Jeunesse sous l’Ancien Régime[modifier | modifier le code]

Son père était propriétaire de l’habitation « Le Pain de sucre » entre Sainte-Marie et Le Marigot, à la Martinique.

Propriétaire d’une plantation par héritage et achat à la Martinique et à Saint-Domingue, il s’engage comme simple soldat dans la guerre d'indépendance américaine et combat à Yorktown en 1781. Après des études de droit en métropole, il est nommé juge et lieutenant de l’Amirauté de La Grenade, mais ne peut accéder à ces charges, car l’île est devenue anglaise. En compensation, c’est à Basse-Terre (Guadeloupe) qu’il est nommé en juillet et septembre 1783.
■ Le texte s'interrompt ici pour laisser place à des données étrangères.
PR #1646, opened 2026-07-14
Defer schedule catchup window default to server

chaptersix:
## What changed
- Change the default `SchedulePolicy.catchup_window` from an SDK-defined year to `None`.
- Omit the protobuf field when it is unset.
- Preserve absent fields as `None` when decoding.
- Add serialization and server-backed default coverage.
- Update the changelog.

## Why
The server owns the default. Materializing one year in the SDK prevents server-side default changes from applying consistently.

## Breaking changes
An unconfigured policy now exposes `None` before it is sent to the server. Described schedules continue to expose the server-resolved duration.

### DIFF
--- a/CHANGELOG.md
+++ b/CHANGELOG.md
@@ -28,6 +28,9 @@ to include examples, links to docs, or any other relevant information.
 
 ### Fixed
 
+- Schedule policies now omit an unspecified catch-up window so the Temporal Server applies its
+  default (currently one year).
+
 ### Security
 
 ## [1.30.0] - 2026-07-01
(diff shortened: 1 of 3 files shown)


CHANGELOG.md
```diff
@@ -28,6 +28,9 @@ to include examples, links to docs, or any other relevant information.
 
 ### Fixed
 
+- Schedule policies now omit an unspecified catch-up window so the Temporal Server applies its
```
tconley1428, line 31: Seems like this needs a breaking change notification.

chaptersix: hmm, on seconds thought. I think it's fine to for an SDK to default to a year.

Issue #463, opened 2024-01-19
[Feature Request] Support disabling host verification


BrianKopp:
I am unable to use the python SDK to connect to a temporal cluster when using self-generated TLS certificates due to domain name validation. We use generic self-generated TLS certificates as part of our testing process against various temporal clusters. In other SDK's & the CLI, we usually disable domain name validation in order to enable this standardization.  E.g. by using the `TEMPORAL_TLS_DISABLE_HOST_VERIFICATION` environment variable [in the CLI](https://docs.temporal.io/cli) or the `SimpleSslContextBuilder setUseInsecureTrustManager` method [in java](https://community.temporal.io/t/java-client-with-tls/5313). In the python SDK, I get the following error:

```
  File "/usr/local/lib64/python3.11/site-packages/temporalio/client.py", line 164, in connect
    await temporalio.service.ServiceClient.connect(connect_config),
    ^^^^^^^^^^^^^^^^^^^^^^^^^^^^^^^^^^^^^^^^^^^^^^^^^^^^^^^^^^^^^^
  File "/usr/local/lib64/python3.11/site-packages/temporalio/service.py", line 184, in connect
    return await _BridgeServiceClient.connect(config)
           ^^^^^^^^^^^^^^^^^^^^^^^^^^^^^^^^^^^^^^^^^^
  File "/usr/local/lib64/python3.11/site-packages/temporalio/service.py", line 711, in connect
    await client._connected_client()
  File "/usr/local/lib64/python3.11/site-packages/temporalio/service.py", line 724, in _connected_client
    self._bridge_client = await temporalio.bridge.client.Client.connect(
                          ^^^^^^^^^^^^^^^^^^^^^^^^^^^^^^^^^^^^^^^^^^^^^^
  File "/usr/local/lib64/python3.11/site-packages/temporalio/bridge/client.py", line 87, in connect
    await temporalio.bridge.temporal_sdk_bridge.connect_client(
RuntimeError: Failed client connect: Server connection error: tonic::transport::Error(Transport, hyper::Error(Connect, Custom { kind: InvalidData, error: InvalidCertificate(NotValidForName) }))
```

### Describe the solution you'd like

[...]

PR #1651, opened 2026-07-15
Add TLSConfig.verification_server_name to decouple certificate verification from SNI

kollektiv:
## What was changed

Adds an optional `TLSConfig.verification_server_name`. When set, the server certificate is verified against this fixed name instead of the connection's server name, while the TLS SNI and HTTP/2 `:authority` values keep following the connected host (or `domain`, if set).

Today the only way to verify a certificate that carries a different name than the one being dialed is `TLSConfig.domain`, but `domain` couples three things: the name the certificate is checked against, the SNI, and the `:authority` header. So verifying against name X forces SNI to X too.

This came up connecting through an SNI-inspecting egress proxy that re-resolves the SNI hostname: the server's certificate carries an internal-only name, so setting `domain` to that name made the connection unresolvable at the proxy, and leaving `domain` unset failed certificate verification. There's an earlier ask in the same family in #463.

## Implementation

The bundled sdk-core client crate already exposes `TlsOptions.server_cert_verifier`; the Python bridge just hardcoded it to `None`. This wires it up: when `verification_server_name` is set, the bridge builds a rustls `ServerCertVerifier` that delegates to the standard `WebPkiServerVerifier` (full chain, validity, and configured revocation checks) but substitutes the fixed name for the connection's server name. Root loading and crypto-provider selection mirror tonic's default (non-verifier) client path, so trust and negotiation match an ordinary connection.

Because a custom verifier can't be combined with connection roots, the CA bundle from `server_root_ca_cert` is consumed by the verifier's own root store; `server_root_ca_cert` is therefore required when `verification_server_name` is set (validated up front with a clear error). Existing behavior when the field is unset is byte-for-byte unchanged.

Deliberately not touched: `envconfig` TOML profiles, since that schema mirrors the cross-SDK envconfig spec and a Python-only key would fork it. Happy to follow up if you'd rather that be added.

## Testing

`tests/test_tls.py` runs an in-process TLS server whose certificate is valid only for `pinned.test` while the client dials `localhost`, and asserts on both the handshake outcome and the SNI the server observed:

- default verification rejects the certificate (baseline);
- with `verification_server_name="pinned.test"` the handshake succeeds and the observed SNI is `localhost`, not the pinned name;
- a pinned name the certificate does not carry is still rejected, so the option redirects verification rather than disabling it;
- the missing-CA case raises before any dial.

Also probed the bridge with malformed/truncated/empty PEM and invalid names; all surface as `ValueError`, no panics.

Open design question for reviewers: this could instead live in sdk-core's `TlsOptions` so every language bridge gets it. Kept it in the bridge here to stay self-contained, but glad to move it upstream to core if that's preferred.


temporalio/bridge/Cargo.toml
```diff
@@ -36,6 +36,9 @@ temporalio-sdk-core = { version = "0.5", path = "./sdk-core/crates/sdk-core", fe
     "ephemeral-server",
 ] }
 tokio = "1.26"
+# Matches the sdk-core client crate's rustls stack; used to build the custom
```
tconley1428, line 39: I don't see anything like this. How is tokio-rustls used in the bridge?

kollektiv: Hi! It looks like the usage here https://github.com/temporalio/sdk-rust/blob/1b6e4e3835261e72d1bbf85423f1dc9dcb806ba9/crates/client/Cargo.toml#L48

> How is tokio-rustls used in the bridge?

In the imports of `temporalio/bridge/src/client.rs`

tconley1428: Just missed it, thanks

eamsden (approved):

Il quitte la France pour la Guadeloupe et se rend régulièrement sur ses habitations et celles de sa riche femme à Saint-Domingue, mais en laisse la gérance à son frère cadet le chevalier de Ramville. De 1785 à 1789, il est muté à Pointe-à-Pitre en Guadeloupe avec le poste de sénéchal et lieutenant général de l’Amirauté de la Guadeloupe. Il nomme son cousin Abraham du Buc de Marentille conseiller à la Cour au tribunal de Point-à-Pitre, même si celui-ci s’oppose violemment à lui parfois.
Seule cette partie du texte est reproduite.